▸ Records shown:
PR #957, opened 2022-12-16
[Wave Loading]: size prop fix 

AbhinavMV:
---
name: 'Pull request'
about: A new pull request
---

### Checklist

### Issue Description

### Solution Description

Wave loader had size hardcoded. Now it is customizable using size prop.

image

### DIFF
--- a/.changeset/fluffy-ducks-own.md
+++ b/.changeset/fluffy-ducks-own.md
@@ -1,0 +1,5 @@
+---
+'@web3uikit/core': patch
+---
+
+Custom size for wave loader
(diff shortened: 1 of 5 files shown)


BillyG83 (approved):
LGTM but for animation it is much smoother when you don't mix it with JS so much

AbhinavMV:
> LGTM but for animation it is much smoother when you don't mix it with JS so much

Hmm but i don't see any other solution apart from creating the same component again in admin 😅 
Will merge this and if there is some noticeable animation lag then will remove this change with another MR

PR #961, opened 2022-12-18
Fix avatar 3 letter

BillyG83:
you can set the amount of characters to show in the Avatar


BillyG83 (commented):
perfect PRs do exist after all

BillyG83:
@rayyan224 is a believer 💚 

Screenshot 2022-12-18 at 16 11 54

PR #472, opened 2023-04-27
feat: add refresh token support to nodejs sdk

ben-kugler:
- add refresh token and generate token api's
- made test ignore auth.test.ts as these test will require a session token, no easy way right now to programmatically get a session token atm

Test run fine locally, hitting auth issues here
```
 npm ERR! code E401
npm ERR! Unable to authenticate, your authentication token seems to be invalid.
npm ERR! To correct this please trying logging in again with:
npm ERR!     npm login
```
image


CONTRIBUTING.md
```diff
@@ -61,6 +61,14 @@ export TEST_AUTH_TOKEN=<YOUR_AUTH_TOKEN>
 npm run test
 ```
 
+### Run auth integration tests
+
+```
+export TEST_AUTH_TOKEN=<YOUR_AUTH_TOKEN>
+export TEST_SESSION_TOKEN=<YOUR_SESSION_TOKEN>
+npm run integration-test-auth
```
cprice404, line 69: @bruuuuuuuce @rishtigupta next week we should talk about our options for making it possible to run these in CI

packages/client-sdk-nodejs/src/auth-client-props.ts
```diff
@@ -0,0 +1,18 @@
...
+
+export interface AuthClientProps {
+  /**
+   * Configuration settings for the auth client
+   */
+  configuration: Configuration;
+  /**
+   * controls how the client will get authentication information for connecting to the Momento service
+   */
+  credentialProvider: CredentialProvider;
```
cprice404, line 12: I'm 90% sure that we don't want this field in our final public API for this.  That credential provider is for providing API tokens, which AFAIK will not be used for many/most of the APIs that people consume the AuthClient for.

Once this PR is merged we will either need to be happy committing to what is in it as a public API for AuthClient, since it would be included in the next node.js release, or we will be blocked on doing any more node.js releases until we file follow-up PRs to solidify the API.  My pref would be to try to get it all sorted in this PR - apologies that this is landing on you Ben, we were planning to do this stuff but you started working on this before we had time.

cprice404: cc: @rlinehan

packages/client-sdk-nodejs/src/auth-client.ts
```diff
@@ -0,0 +1,57 @@
...
+   *
+   * @param {string} sessionToken - The session token to allow access for generation of api tokens.
+   * @param {string} validForSeconds - How long the token is valid for in seconds.
+   * @returns {Promise<GenerateApiToken.Response>} -
+   * {@link GenerateApiToken.Success} containing the api token, refresh token, origin an how long the token is valid for.
+   * {@link GenerateApiToken.Error} on failure.
+   */
+  public async generateApiToken(
+    sessionToken: string,
+    validForSeconds?: number
```
cprice404, line 34: this is another thing that I'm not sure I want in our public API, see: 

https://github.com/momentohq/client-sdk-nodejs/issues/394

packages/client-sdk-nodejs/src/auth-client-props.ts
```diff
@@ -0,0 +1,18 @@
...
+}
+
+/**
+ * @deprecated use {AuthClientProps} instead
+ */
+export type SimpleAuthClientProps = AuthClientProps;
```
cprice404, line 18: do we need to add this deprecated thing? :)

packages/client-sdk-nodejs/src/index.ts
```diff
@@ -1,5 +1,6 @@
 import {CacheClient, SimpleCacheClient} from './cache-client';
 import {TopicClient} from './topic-client';
+// import {AuthClient} from './auth-client';
```
cprice404, line 3: errant comment?

packages/client-sdk-nodejs/src/internal/auth-client.ts
```diff
@@ -0,0 +1,136 @@
...
+  private static readonly REQUEST_TIMEOUT_MS: number = 60 * 1000;
+  private readonly logger: MomentoLogger;
+
+  /**
+   * @param {AuthClientProps} props
+   */
+  constructor(props: AuthClientProps) {
+    this.logger = props.configuration.getLoggerFactory().getLogger(this);
+    const headers = [
+      new Header('Authorization', props.credentialProvider.getAuthToken()),
```
cprice404, line 39: This shouldn't be necessary for the Auth APIs, right?

cprice404: cc: @rlinehan @bruuuuuuuce

packages/client-sdk-nodejs/test/integration/auth.test.ts
```diff
@@ -0,0 +1,105 @@
...
+  it('should succeed for generating an api token that never expires', async () => {
+    const neverExpiresResponse = await Momento.generateApiToken(
+      SessionToken,
+      undefined
+    );
+    expect(neverExpiresResponse).toBeInstanceOf(GenerateApiToken.Success);
+    const neverExpireResponseSuccess =
+      neverExpiresResponse as GenerateApiToken.Success;
+    expect(neverExpireResponseSuccess.is_success);
+    expect(neverExpireResponseSuccess.validUntil).toEqual(undefined);
```
cprice404, line 36: The structure of this `success` response is another thing we need to think about the API for.  I suspect that we will want to use the same `ExpiresAt` or `ExpiresIn` type of object as I linked to in one of my comments above, as opposed to having `undefined` imply "never expires".  We can discuss this if people have thoughts but we have to get it right before we ship this.

packages/client-sdk-nodejs/test/integration/auth.test.ts
```diff
@@ -0,0 +1,105 @@
+import {
+  GenerateApiToken,
+  MomentoErrorCode,
+  RefreshApiToken,
+} from '@gomomento/sdk-core';
+import {SetupAuthIntegrationTest} from './integration-setup';
+
+const {Momento, SessionToken} = SetupAuthIntegrationTest();
```
cprice404, line 8: i know you are just copying an existing pattern here but it's a weird pattern that I want to clean up.  Can you make these names start with a lower-case letter, and instead of `Momento` can you call this `authClient`?  I would also love to see type annotations on these two variables to make it more obvious what they are.

packages/client-sdk-nodejs/test/integration/auth.test.ts
```diff
@@ -0,0 +1,105 @@
...
+
+    expect(refreshSuccessRst.is_success);
+    expect(refreshSuccessRst.validUntil).toEqual(refreshSuccessRst.validUntil);
+  });
+
+  it("should not succeed for refreshing an api token that's expired", async () => {
+    const generateResponse = await Momento.generateApiToken(SessionToken, 1);
+    const generateSuccessRst = generateResponse as GenerateApiToken.Success;
+
+    await new Promise(r => setTimeout(r, 1000));
```
cprice404, line 80: supernit but there should be a `delay` function somewhere in this repo that you can just `await` directly, and it makes it a bit more readable than the setTimeout stuff.

packages/client-sdk-nodejs/test/integration/integration-setup.ts
```diff
@@ -45,6 +46,10 @@ function momentoClientForTesting() {
   return new CacheClient(IntegrationTestCacheClientProps);
 }
 
+function momentoAuthClientForTesting() {
```
cprice404, line 49: can we annotate return type here please

packages/client-sdk-nodejs/test/integration/integration-setup.ts
```diff
@@ -74,6 +79,21 @@ export function SetupIntegrationTest(): {
   return {Momento: client, IntegrationTestCacheName: cacheName};
 }
 
+export function SetupAuthIntegrationTest(): {
+  Momento: AuthClient;
+  SessionToken: string;
```
cprice404, line 84: same comment about the names of these vars

packages/core/src/messages/responses/refresh-api-token.ts
```diff
@@ -0,0 +1,62 @@
...
+    );
+  }
+
+  public getRefreshToken() {
+    return this.refreshToken;
+  }
+
+  public getValidUntil() {
+    return this.validUntil;
+  }
```
cprice404, line 38: explicity return type annotations on all of these please

cprice404 (changes requested):

packages/client-sdk-nodejs/src/internal/auth-client.ts
rlinehan: yep, shouldn't be necessary

packages/client-sdk-nodejs/test/integration/auth.test.ts
ben-kugler: For sure!

packages/client-sdk-nodejs/src/internal/auth-client.ts
ben-kugler: No it shouldn't, just a copy-paste from another client - removing!

packages/client-sdk-nodejs/src/auth-client-props.ts
cprice404: this is probably the biggest UX/API issue we need to sort out.  We need the control plane endpoint for this client, but not all of the APIs in this client require an API token.  We don't currently have a mechanism for a user to get access to the control plane endpoint without parsing it from an API token.

From a practical perspective this client should only require the endpoint uri to its constructor, but from a UX perspective I am on the fence about how they would discover that and get it into their code.

ben-kugler: We have the same issue for momento cli atm, we plan to just hardcode endpoints for now w/ custom option. Seems like we don't have a real solution without a endpoint discovery system, which it seems we are going to need really soon here. 

For now, seems best that we supply a helper `(aws/gcp, region): endpoint` in node sdk and have the `AuthClient` only accept a url.

packages/client-sdk-nodejs/package-lock.json
```diff
@@ -12534,7 +12534,9 @@
       "link": true
     },
     "node_modules/@gomomento/generated-types": {
-      "version": "0.57.0",
+      "version": "0.59.0",
+      "resolved": "https://momento-prod-401011790710.d.codeartifact.us-west-2.amazonaws.com/npm/npm-upstream/@gomomento/generated-types/-/generated-types-0.59.0.tgz",
```
bruuuuuuuce, line 12538: this is why you are getting an npm error. These are dependencies installed via our internal/private npm registries. We should point all deps to the public npm registry. To fix this, you can remove this file, remove your `~/.npmrc` file, and `npm i` to reinstall all deps using the public registry

ben-kugler:
Newest build fails, after fighting the linter this error I'm not entirely sure how to correct as they appear to be coming from the generated node modules.

cprice404 (changes requested):

packages/core/src/utils/expiration.ts
```diff
@@ -0,0 +1,153 @@
...
+   * Whether or not the token expires or not.
+   * @returns {boolean}
+   */
+  public doesExpire(): boolean {
+    return this._doesExpire;
+  }
+}
+
+export class ExpiresIn extends Expiration {
+  private readonly _expiresAtEpoch: number;
```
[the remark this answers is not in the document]
ben-kugler: Yeah, just forgot to remove that, updated!

cprice404:
@ben-kugler if you update the generated-types dep to the one that just got released from Matt's client-protos PR, I think it will fix the build issue.

packages/core/test/unit/utils/expiration.test.ts
```diff
@@ -0,0 +1,71 @@
...
+      expect(expiresIn.seconds()).toBe(Infinity);
+    });
+
+    test('expiresIn.seconds is valid', () => {
+      const epoch = Math.floor(new Date().getTime() / 1000 + 10);
+      const expiresIn = ExpiresIn.seconds(10);
+
+      expect(expiresIn.doesExpire()).toBe(true);
+      expect(expiresIn.seconds()).toBe(10);
+      expect(expiresIn.epoch()).toBeWithin(epoch - 1, epoch + 2);
```
cprice404: this shouldn't compile with your latest changes should it?

packages/client-sdk-nodejs/src/internal/auth-client.ts
```diff
@@ -0,0 +1,150 @@
...
+import Never = grpcAuth._GenerateApiTokenRequest.Never;
+import Expires = grpcAuth._GenerateApiTokenRequest.Expires;
+import {
+  ExpiresIn,
+  ExpiresAt,
+  CredentialProvider,
+} from '@gomomento/sdk-core/dist/src';
+
+export interface AuthClientProps {
+  configuration: Configuration;
```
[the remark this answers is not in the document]
ben-kugler: It is being used in the construction of `IdleGrpcClientWrapper` in `generateApiToken`/`refreshApiToken` calls and then we also log a little but here. 

I'm also now seeing errors from the `client-sdk-web` due to changes in the shared code, so guess I'm making some updates there to match the `client-node-sdk` changes.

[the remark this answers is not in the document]
cprice404: ah, I see.  You don't need that IdleGrpcClientWrapper for now, you can just use the grpc.AuthClient object directly.  So let's get rid of that and then I think my recommendation for now would be to remove the log statements and remove this props object.  That gives us the most flexibility in the future without committing to a specific API for config/logging settings for now.  lmk if that causes any trouble

packages/client-sdk-nodejs/src/auth-client-props.ts
```diff
@@ -0,0 +1,10 @@
+import {Configuration} from './config/configuration';
+
+export interface AuthClientProps {
```
cprice404: is this still used?

packages/client-sdk-nodejs/src/auth-client.ts
```diff
@@ -0,0 +1,65 @@
...
+import {
+  GenerateApiToken,
+  ExpiresIn,
+  CredentialProvider,
+} from '@gomomento/sdk-core';
+
+export class AuthClient extends AbstractAuthClient implements IAuthClient {
+  private readonly logger: MomentoLogger;
+
+  constructor(props: AuthClientProps) {
```
cprice404: I was thinking we could ditch this here in the public API for now, not just the internal one, sorry if that wasn't clear.

cprice404 (commented):
i don't see anything else left other than the AuthClientProps thing, I think I will be +1 as soon as we take that out

cprice404 (approved):

PR #477, opened 2023-04-28
chore: migrate common sorted set integration tests

pgautier404:
This commit migrates sorted set integration tests to the shared integration tests package for reuse between the nodejs and web SDKs, adding implementations for each operation to the web SDK data client. It also removes methods from the nodejs CacheClient that are now defined in the AbstractCacheClient and adds a test to verify deleting sorted set collections from the cache.


packages/client-sdk-web/src/internal/data-client.ts
```diff
@@ -1782,6 +1807,767 @@ export class DataClient<
...
+        {
+          ...this.authHeaders,
+          ...metadata,
+        },
+        (err, resp) => {
+          if (resp?.getMissing()) {
+            resolve(new CacheSortedSetGetRank.Miss());
+          } else if (resp?.getElementRank()) {
+            const rank = resp?.getElementRank()?.getRank();
+            if (!rank) {
```
pgautier404, line 2364: This differs from the nodejs client, where the test is for rank being `undefined`. However, in this client, we're getting back a 0 from `resp?.getElementRank()?.getRank()` when the value isn't in the set. Not sure why `getMissing()` isn't making the miss explicit here.

cprice404: cc: @wandaitzuchen @bruuuuuuuce . 

spec is here: https://www.notion.so/momentohq/SDK-API-Methods-Spec-cf12e4db2535405ca2acc3608814b083?pvs=4#fdace86a5cb349df98b37e8f39d91eea

cprice404 (approved):

packages/client-sdk-web/src/internal/data-client.ts
wandaitzuchen: Similar many other collection read APIs, `missing` means *the collection* does not exist; `element_rank` is like `found`, which means collection exists. An `element_rank` includes a `result` field, which is a `ECacheResult` specifying whether *the value* is a Hit or Miss. The semantics of `SortedSetGetRank` is pretty much the same as `SortedSetGetScore`, which, when the set exists, returns a `found` that includes a list of elements, each element includes a `result` field. 

See proto def for [SortedSetGetRank](https://github.com/momentohq/client-protos/blob/89d96a2cb369c5690ee73fe3aa6cd6af7f5b9792/proto/cacheclient.proto#L853-L868) and [SortedSetGetRank](https://github.com/momentohq/client-protos/blob/89d96a2cb369c5690ee73fe3aa6cd6af7f5b9792/proto/cacheclient.proto#L788-L805)

PR #480, opened 2023-04-28
feat: add npm packed files for core and sdk-web

rishtigupta:
## PR:
- Add npm packed files for core and sdk-web (Temporarily till we get the sdk published to npm sorted out)


cprice404 (changes requested):
oh @rishtigupta no, I think you need to add these in the console repo.  Let me see if i can find the commit where matt removed them.

PR #485, opened 2023-05-01
chore: make GenerateApiTokenResponse members private

bruuuuuuuce:
users should only be able to access the members from the response class by using the public getters, rather than accessing the members themselves


rishtigupta (approved):
🚢

cprice404 (approved):

cprice404:
thank you for catching this

PR #487, opened 2023-05-02
chore: add expect messages

pgautier404:
This commit adds an `expectWithMessage()` method that extends the built-in Jest `expect()` functionality by allowing users to supply extra details in a message for display when the assertion fails. For example, we can call `.toString()` on responses to get extra details about them:

```
expectWithMessage(() => {
    expect(result).toBeInstanceOf(CacheSortedSetGetRank.Hit);
}, `expected HIT but got ${result.toString()}`);
```


cprice404 (approved):
thank you, this doesn't look like much fun but I think it will be really useful in the future

PR #488, opened 2023-05-03
chore: add better test coverage for sortedSetGetRank

pgautier404:
An issue with `grpc-js` is causing the `SortedSetGetRank` operation to return `undefined` as the rank value for the topmost (0-th ranked according to sort order) item in the set. All other rank values are fine, and the same behavior is not observed with `grpc-web` and the web sdk.

This commit introduces a test to demonstrate the bug as well as a temporary workaround that detects the combination of a `hit` cache result and an undefined rank value and changes the rank to zero. This will prevent the top-ranked item in a sorted set from being mishandled as a cache miss. This change is intended to be removed when a root cause and remediation are found.

### DIFF
--- a/packages/common-integration-tests/src/sorted-set.ts
+++ b/packages/common-integration-tests/src/sorted-set.ts
@@ -1212,6 +1212,17 @@ export function runSortedSetTests(
         }, `expected HIT but got ${result.toString()}`);
         hitResult = result as CacheSortedSetGetRank.Hit;
         expect(hitResult.rank()).toEqual(2);
+
+        result = await Momento.sortedSetGetRank(
+          IntegrationTestCacheName,
+          sortedSetName,
+          'foo'
+        );
+        expectWithMessage(() => {
+          expect(result).toBeInstanceOf(CacheSortedSetGetRank.Hit);
+        }, `expected HIT but got ${result.toString()}`);
+        hitResult = result as CacheSortedSetGetRank.Hit;
+        expect(hitResult.rank()).toEqual(0);
       });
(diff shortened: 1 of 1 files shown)


krispraws:
I _think_ upgrading `protoc-gen-ts` to [0.8.5](https://github.com/thesayyn/protoc-gen-ts/releases/tag/0.8.5) in [momentohq/client-protos](https://github.com/momentohq/client-protos/blob/89d96a2cb369c5690ee73fe3aa6cd6af7f5b9792/javascript/package.json#L19) will likely fix this since it changes the accessors in the generated ts files to return default values. But it is a breaking change and I don't have enough context to know if it will affect anything else in our SDK.
`protoc-gen-ts v 0.6.0` (current version) generates `_SortedSetGetRankResponse::_RankResponsePart::get_rank()` as
```
            get rank() {
                return pb_1.Message.getField(this, 2) as number;
            }
```
`protoc-gen-ts v 0.8.5` generates
```
            get rank() {
                return pb_1.Message.getFieldWithDefault(this, 2, 0) as number;
            }
```

cprice404:
holding off on this until #494 is merged; then I want to run the new test without the workaround, to see if the thing that @krispraws found will solve it.  If not, then I think this hack will be the right way to go.

cprice404:
I rebased this on to my other branch where I was updating the protogen, and changed the name accordingly.  When running the tests locally, the fix from protogen made the new test pass so that is now the only change in this PR.

krispraws (approved):
:shipit:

▸ What the task requires: Return every line of the preceding records in which the word "long" appears.

▸ Answer to the problem:
+   * @param {string} validForSeconds - How long the token is valid for in seconds.
+   * {@link GenerateApiToken.Success} containing the api token, refresh token, origin an how long the token is valid for.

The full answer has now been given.